§ **Work item**: Every line of the listing is to be printed again exactly.

§ **Data provided**:

PR #3829, opened 2024-03-19
log optimized kernels and a script to compare with non-optimized ones

### LINKED ISSUE #3819: generic ast comparison
Verifying beam output directly in device.py was useful to debug the recent gpt2 beam flaky issue. We have ast to ast comparison in fuzz_linearizer, which would require generating a new kernel dataset if we changed the kernel and wanted it in fuzzer test. Factoring out a generic ast to ast comparison function and use it to optionally verify kernel opt output live, and reuse in fuzz_linearizer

§ **Answer area**:
PR #3829, opened 2024-03-19
log optimized kernels and a script to compare with non-optimized ones

### LINKED ISSUE #3819: generic ast comparison
Verifying beam output directly in device.py was useful to debug the recent gpt2 beam flaky issue. We have ast to ast comparison in fuzz_linearizer, which would require generating a new kernel dataset if we changed the kernel and wanted it in fuzzer test. Factoring out a generic ast to ast comparison function and use it to optionally verify kernel opt output live, and reuse in fuzz_linearizer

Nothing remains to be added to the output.